Everything lights up if you only look closely enough at it.
Q
What do the best novels do?
A
No idea. Do they make you a better person? At least that is what is always claimed. But is that really true? A while ago, at a reading in a prison, I met a convicted murderer who knew the greats of European and American literary history inside out: Faulkner, Baudelaire, Kafka, Dostoevsky, Tolstoy, and so forth. That was before he took a butcher’s knife to his lover and a neighbor. Now he only reads newspapers and the Bible. Of course, he’s an isolated case. And there are certainly examples to the contrary, where a book moves something wonderful in the heart of its readers. I would say that good literature inherently has the potential to release growth. However, it does not guarantee it.
Q
Is there a recent book you’ve read, or a film you’ve seen, that you find yourself recommending to everyone?
A
I just read George Saunders for the first time: A Swim in a Pond in the Rain. He is funny and really understands storytelling. That is interesting for I don’t know so much about that. Otherwise, always and again: Don Quixote, by Miguel de Cervantes. Probably the best novel of all time. But maybe I am just saying that because I am Don Quixote.
I am Don Quixote.
Q
Readers of WLT have a strong interest in translated literature. What other Austrian lit, available in English, do you recommend?
A
I recommend the books by Christoph Ransmayr: The Terrors of Ice and Darkness and Atlas of an Anxious Man. Of course, I am not acquainted with the translations, but Ransmayr can write like few others.
Q
What is reading life like in Berlin? Are brick-and-mortar bookstores thriving? Are translations popular? Do you have influencers, like we do here in the US, who drive selections with their book club picks?
A
I cannot say so much about that.
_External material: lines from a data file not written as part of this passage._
PR #9407, opened 2026-08-10
feat(core): route both script libraries to the cloud script-run endpoint

wangsijie:
Closes LOG-13954.

Routes the Cloud execution paths of Custom JWT and Actions through `POST /api/services/script-run`, **behind `isDevFeaturesEnabled`** (cloud side landed in logto-io/cloud#2057 / #2059, published as `@logto/cloud@0.2.5-db73b11`).

With dev features off, both libraries keep exactly their previous behavior: the untrusted Azure Function app where configured, and for Custom JWT the `POST /api/services/custom-jwt` fallback otherwise. This mirrors how the worker-thread runner is gated for OSS (LOG-13956) — the gate and the legacy paths come out together in LOG-13958.

## What changed

- **New `script-runner/cloud.ts`** — the Cloud counterpart of `runScriptOnWorkerPool`. Posts `{ entry, script, payload, isTest? }`, unwraps the `{ value }` envelope, and maps a `ScriptFailure` back onto the same `ScriptExecutionError` the local runners produce (`denied` → 403, `syntax`/`type` → 422, `timeout`/`oom`/`runtime` → 500). Anything that is not a recognizable script failure — a quota 403, a transport error, a runner-side 500 — is rethrown untouched.
- **`JwtCustomizerLibrary.runScriptRemotely`** — on the new path, `isTest` travels in the body instead of as a search param. A denial keeps carrying its `CustomJwtErrorBody`, so `isAccessDeniedError` downstream still works; the value validation the worker-pool path already did (`z.record` → 400 "Invalid input") is now shared by both runtimes.
- **`ActionLibrary.runScriptRemotely`** — on the new path, stops forwarding `actionType`: it selects the script on this side, and anything in `payload` becomes a visible field of the user script's `runAction` argument. `ActionLibrary` takes a `CloudConnectionLibrary` for this.
- **Actions telemetry** — `runtimeLocation` gains a `cloud` value alongside `azure`, picked by the same gate `runScriptRemotely` branches on, so the share of traffic already on the script runner is readable in the metric during the rollout. The existing `azure` series stays intact rather than being renamed out from under the dashboards; it disappears with the Azure Functions path in LOG-13958.
- `limits` is deliberately not sent — the cloud runner owns the per-isolate budget and clamps any override.

## Notes

- The failure-body guard is redeclared in core rather than imported: `@logto/cloud` only ships its route types, so `@logto/cloud-models`' `scriptFailureBodyGuard` never reaches us. Indexing `scriptFailureStatusCodes` with the parsed `kind` keeps a kind Cloud can send but core doesn't know about from compiling.
- `isRegionalAzureFunctionAppConfigured` stays on both libraries: the legacy paths and the Custom JWT worker deploy/undeploy still use it.

## Testing

- `jwt-customizer.cloud.test.ts` (new) and a rewritten `action.cloud.test.ts` cover both sides of the gate — request shape, the `isTest` flag, per-kind status mapping, the access-denied conversion, non-record return values, pass-through of non-script-failure errors, the `cloud` vs `azure` telemetry label, and that with dev features off the Azure Function / `custom-jwt` paths are still the ones taken.
- Full `@logto/core` suite: 3 failed suites / 24 tests, all `sign-in-experience/guard*`, which fail identically on `master` in this environment (unbuilt local `connectors/*`).

### DIFF
--- a/packages/core/src/libraries/action.ts
+++ b/packages/core/src/libraries/action.ts
@@ -8,7 +8,6 @@ import {
   type ActionExecutionErrorPolicy,
   type ActionExecutionRequestBody,
 } from '@logto/schemas';
-import { got, HTTPError } from 'got';
 import { ZodError } from 'zod';
 
 import { EnvSet } from '#src/env-set/index.js';
@@ -16,7 +15,6 @@ import RequestError from '#src/errors/RequestError/index.js';
 import type { LogtoConfigLibrary } from '#src/libraries/logto-config.js';
 import type { SubscriptionLibrary } from '#src/libraries/subscription.js';
 import type { LogContext, LogPayload } from '#src/middleware/koa-audit-log.js';
-import { parseAzureFunctionsResponseError } from '#src/utils/custom-jwt/index.js';
 import { runScriptFunctionInLocalVm } from '#src/utils/local-vm/index.js';
 
 import {
@@ -32,21 +30,20 @@ import {
   type ActionRuntimeLocation,
   trackActionExecutionMetrics,
 } from './action-telemetry.js';
+import { type CloudConnectionLibrary } from './cloud-connection.js';
 import {
+  buildCloudScriptFailureError,
   buildScriptExecutionErrorBody,
   buildScriptFailureError,
   getScriptFailureStatusCode,
+  parseCloudScriptFailure,
+  runScriptOnCloud,
   runScriptOnWorkerPool,
   ScriptExecutionError,
 } from './script-runner/index.js';
 
 const actionFunctionName = 'runAction';
 const defaultActionExecutionErrorPolicy = 'block' satisfies ActionExecutionErrorPolicy;
-/**
- * Azure Function vm2 timeout is 3000ms. Use a slightly higher HTTP deadline so the
- * client can surface Function-side failures instead of racing the sandbox limit.
- */
-const remoteActionRequestTimeout = 5000;
 
 export type ActionExecutionErrorFallback = {
   action: 'rejectInvalidCredentials';
@@ -266,14 +263,9 @@ export class ActionLibrary {
   constructor(
     private readonly tenantId: string,
     private readonly logtoConfigs: LogtoConfigLibrary,
-    private readonly subscription: SubscriptionLibrary
+    private readonly subscription: SubscriptionLibrary,
+    private readonly cloudConnection: CloudConnectionLibrary
   ) {}
-
-  get isRegionalAzureFunctionAppConfigured(): boolean {
-    const { azureFunctionUntrustedAppKey, azureFunctionUntrustedAppEndpoint } = EnvSet.values;
-
-    return Boolean(azureFunctionUntrustedAppKey && azureFunctionUntrustedAppEndpoint);
-  }
 
   /**
    * Shared entry point for production `runAction()` and Management API dry runs.
@@ -308,7 +300,6 @@ export class ActionLibrary {
    */
   async runScriptRemotely({
     script,
-    actionType,
     event,
     environmentVariables,
   }: {
@@ -317,38 +308,24 @@ export class ActionLibrary {
     event: unknown;
     environmentVariables?: Record<string, string>;
   }): Promise<unknown> {
-    const { azureFunctionUntrustedAppKey, azureFunctionUntrustedAppEndpoint } = EnvSet.values;
-
-    if (!this.isRegionalAzureFunctionAppConfigured) {
-      throw new RequestError(
-        { code: 'action.general', status: 422 },
-        { message: 'Remote action runner is not configured.' }
-      );
-    }
+    /**
+     * `actionType` selects the script on this side and is deliberately not forwarded — anything
+     * in `payload` becomes a visible field of the script's `runAction` argument, and the
+     * authoring contract promises `{ event, environmentVariables }` only.
+     */
+    const payload: ActionScriptPayload<unknown> = { event, environmentVariables };
 
     try {
-      return await got
-        // The remote runner must invoke `runAction` from the supplied script.
-        .post(new URL('/api/actions', azureFunctionUntrustedAppEndpoint), {
-          json: {
-            script,
-            actionType,
-            event,
-            environmentVariables,
-          },
-          headers: {
-            'x-functions-key': azureFunctionUntrustedAppKey,
-          },
-          // Got@14 expects a Delays object; bound the whole request slightly above the AF VM timeout.
-          timeout: { request: remoteActionRequestTimeout },
-        })
-        .json<unknown>();
+      return await runScriptOnCloud({
+        cloudConnection: this.cloudConnection,
+        script,
+        entry: actionFunctionName,
+        payload,
+      });
     } catch (error: unknown) {
-      if (error instanceof HTTPError) {
-        throw parseAzureFunctionsResponseError(error);
-      }
+      const failure = await parseCloudScriptFailure(error);
 
-      throw error;
+      throw failure ? buildCloudScriptFailureError(failure) : error;
     }
   }
 
--- a/packages/core/src/libraries/action.ts
+++ b/packages/core/src/libraries/action.ts
@@ -309,17 +309,24 @@ export class ActionLibrary {
     actionType,
     event,
     environmentVariables,
+    isTest,
   }: {
     script: string;
     actionType: LogtoActionKey;
     // Production events are typed domain objects; dry-run uses JSON via the guard.
     event: unknown;
     environmentVariables?: Record<string, string>;
+    /**
+     * Whether this is a dry run. Set by the Management API test route, never by `runAction()`, so
+     * the Cloud runner can tell a Console "test" apart from production traffic. The local runners
+     * ignore it.
+     */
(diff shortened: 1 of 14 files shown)


packages/core/src/libraries/action.ts
```diff
@@ -306,49 +329,38 @@ export class ActionLibrary {
...
-            environmentVariables,
-          },
-          headers: {
-            'x-functions-key': azureFunctionUntrustedAppKey,
-          },
-          // Got@14 expects a Delays object; bound the whole request slightly above the AF VM timeout.
-          timeout: { request: remoteActionRequestTimeout },
-        })
-        .json<unknown>();
+      return await runScriptOnCloud({
```
simeng-li, line 365: The Azure path bounded the whole round trip at 5s (`remoteActionRequestTimeout`); this one has no deadline at all. The withtyped client calls bare `fetch` with no `signal` and exposes no timeout in its config, and we don't set a global undici dispatcher — so a hung script-run request is bounded only by undici's 300s header/body defaults.

"The Cloud script runner owns its own budget" covers the isolate, not the HTTP hop, and the route body only accepts `cpuMs`/`subRequests` — there's no `wallClockMs` we could push server-side either. This lands inline on `PostSignIn` / `PostFirstFactorVerification`, and `onExecutionError: 'allow'` can't rescue a call that never returns.

Can we keep a deadline here — a `Promise.race` inside `runScriptOnCloud`, or a client that accepts a signal — before LOG-13958 lifts the gate?

packages/core/src/libraries/action.ts
```diff
@@ -306,49 +329,38 @@ export class ActionLibrary {
    * For Logto Cloud use only. Run the action script remotely in an isolated environment.
    * For OSS version, use @see ActionLibrary.runScriptInLocalVm instead.
    */
-  async runScriptRemotely({
-    script,
-    actionType,
-    event,
-    environmentVariables,
-  }: {
+  async runScriptRemotely(data: {
```
simeng-li: `isTest` never reaches the runner on the Actions side: `POST /configs/actions/test` goes through `executeScript`, which has no `isTest` parameter, so a Console dry run is indistinguishable from a production run on the Cloud side. Custom JWT plumbs it through (`runScriptRemotely(payload, true)`).

Whatever the runner keys off `isTest` — usage accounting, rate limiting, logging — will be wrong for Actions dry runs. Worth threading it through `executeScript` now rather than after the gate lifts.

packages/core/src/libraries/script-runner/cloud.ts
```diff
@@ -0,0 +1,135 @@
...
+    name: z.string().optional(),
+    /** Absent for `denied`; redacted for every other kind. */
+    stack: z.string().optional(),
+  }),
+});
+
+/** A script failure reported by the Cloud runner, flattened out of its wire envelope. */
+export type CloudScriptFailure = {
+  kind: ScriptFailureKind;
+  message: string;
```
simeng-li, line 89: nit: `name` is parsed, documented ("Always present for `runtime`"), and then dropped — `buildCloudScriptFailureError` destructures `{ kind, message, stack }` only, and nothing else reads it. That matches `buildScriptFailureError`, which also drops the name, so it's probably simplest to remove it from the type and the guard.

packages/core/src/libraries/script-runner/cloud.ts
```diff
@@ -0,0 +1,135 @@
...
+  /** Whether this is a dry run (Console "test" / the Management API test routes). */
+  isTest?: boolean;
+}): Promise<unknown> => {
+  const client = await cloudConnection.getClient();
+
+  /**
+   * The script's return value travels enveloped: the transport layer drops a falsy top-level
+   * JSON body entirely, and `null` is the outcome of any script without a return statement.
+   */
+  const { value } = await client.post('/api/services/script-run', {
```
simeng-li: nit: the withtyped client returns `undefined` for a 204 regardless of the declared response type, so this destructure would throw a `TypeError` before any caller could map it. Likely unreachable given the route declares a response guard, but `?? {}` costs nothing.

packages/core/src/libraries/jwt-customizer.ts
```diff
@@ -378,6 +386,31 @@ export class JwtCustomizerLibrary {
   async runScriptRemotely(
     payload: CustomJwtFetcher,
     isTest?: boolean
+  ): Promise<Optional<UnknownObject>> {
+    // TODO (LOG-13958): drop the legacy remote paths and the gate once the Cloud script runner
+    // has been manually verified and released.
+    if (!EnvSet.values.isDevFeaturesEnabled) {
```
simeng-li, line 400: With this gate on and no Azure app configured, `deployJwtCustomizerScript` (L284) still deploys to the worker service that used to serve `/api/services/custom-jwt` — a path `runScriptRemotely` no longer takes. It's awaited at four call sites in `routes/logto-config/jwt-customizer.ts` (L87, L133, L207, L233), so every save, delete and Console "test" pays the latency and can fail on a deploy whose result is unused. L233 is the starkest: deploy the test script, then run the script from the request body anyway.

Should deploy/undeploy join the same gate, or is it deliberately kept until LOG-13958? A note either way would help.

packages/core/src/libraries/action.ts
```diff
@@ -187,6 +193,22 @@ export const getActionExecutionErrorPolicyDecision = ({
...
 
+/**
+ * The telemetry label for where a run executes.
+ *
+ * Deliberately kept in sync with the branch {@link ActionLibrary.runScriptRemotely} takes: while
+ * both remote runtimes coexist behind `isDevFeaturesEnabled`, splitting `azure` from `cloud` is
+ * what makes the share of traffic already served by the Cloud script runner readable in the
+ * metric. Collapses back to `azure`-free once LOG-13958 removes the Azure Functions path.
+ */
+const getTelemetryRuntimeLocation = (): ActionRuntimeLocation => {
```
simeng-li, line 204: nit: this re-derives the location from `EnvSet` instead of being told it by the path that actually ran, and the two are kept in sync by comment only. If `runScriptRemotely`'s branch ever gains a condition the metric mislabels silently — and the rollout dashboard is exactly what we'd be trusting at that moment. Having `executeScript` report where it ran would remove the coupling.

Also asymmetric: `local` still collapses worker-pool and legacy `node:vm` runs, even though that's the same `isDevFeaturesEnabled` gate and the same readability argument applies to LOG-13956.

packages/core/src/libraries/script-runner/cloud.ts
```diff
@@ -0,0 +1,187 @@
...
+ * to undici's 300s defaults — on `PostSignIn` / `PostFirstFactorVerification` that hangs sign-in
+ * inline, and `onExecutionError: 'allow'` cannot rescue a call that never returns.
+ *
+ * Set above the runner's own wall clock (the 5s `ossScriptLimits` grants locally) so a slow script
+ * hits that bound and reports a real `timeout`, leaving this to fire only when the hop itself is
+ * stuck. Racing does not cancel the underlying request — the runner still finishes and drops the
+ * response — which is fine: the run is bounded on its side, and it is the caller that must stop
+ * waiting.
+ */
+const cloudScriptRunTimeout = 10_000;
```
simeng-li: The ordering this relies on is justified against the wrong constant. `ossScriptLimits` is the OSS worker-pool budget — it says nothing about the Cloud isolate, and core can't set or read that one either, since the route body only accepts `cpuMs`/`subRequests` and has no `wallClockMs`.

So "set above the runner's own wall clock" is an assumption about the Cloud side, not something either end enforces. If the Cloud budget is at or above 10s, this fires first and inverts the intent: a script that would legitimately finish at, say, 12s fails sign-in with a host-side timeout instead of returning, and a genuine runner-side breach gets reported as a transport failure.

Could we confirm the runner's actual wall clock and pin this above that number, citing it here instead of `ossScriptLimits`? Not urgent for this PR given the gate, but it should be settled before LOG-13958 lifts it.

simeng-li (approved):

packages/core/src/libraries/script-runner/cloud.ts
wangsijie: Good catch — the justification was the wrong shape, so I dropped the inference rather than trying to source a number for it. Pinned at 5s in 2e76b08.

The value is now framed as *core's* ceiling instead of a claim about the runner: core can neither read nor set the per-isolate budget (the route body takes `cpuMs`/`subRequests` only), so any "set above the runner's wall clock" wording is unenforceable from here. 5s is what every other script path already carries — what the Azure hop bounded (`remoteActionRequestTimeout`) and what a local run gets (`ossScriptLimits`) — so a script blocks sign-in for the same time wherever it runs, which is the property we actually want.

The trade this accepts, spelled out in the comment: if the isolate budget reaches 5s the two race, and a runner-side breach can surface as this timeout instead of the runner's `timeout`, losing its message. Both are timeouts with the same status, so route-level handling is unaffected — but it does mean the cloud isolate budget wants to sit below 5s for the runner's own report to win, mirroring the old 3s sandbox / 5s HTTP pair. I'll confirm the isolate's configured wall clock on the cloud side and follow up here before LOG-13958 lifts the gate.

---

I was never part of a community and generally have no idea about what others are doing. In any case, there are still a lot of small independent bookstores in Berlin. That is bloody good and absolutely right. These booksellers are total enthusiasts and a little crazy. They can barely afford a hot dinner but devote all their energy and creativity to literature and its colorful diversity. And for that you cannot say thank you often enough. And of course, there are also influencers, including the odd bragger. But many do it with great enthusiasm and competence. Real readers, simply.
Q
In a 2016 conversation in the New York Times with Stephen Heyman, something you said stuck with me: “Every life, when you look back on it, reduces itself to a few moments. The moments are what stay with us.” Is there a moment like this from your own life that you would share with us?
A
Hard to say. Every moment has the potential to change a life. Even the smallest scene, the most unlikely moment. A bathroom window that reflects the sun in the face of a hurrying passerby . . . Who knows what then beds down in their subconscious? Nobody can say what remains at the end of a life. There is an image which I keep in mind and want to remember forever: the memory of the small, thin back of my son when he was around four years old. The tenderness and love I connect to it, you don’t forget something like that.
Translation from the German
Robert Seethaler was born in Vienna in 1966 and is the author of eight novels, including the 2017 Man Booker International Prize finalist A Whole Life (2016).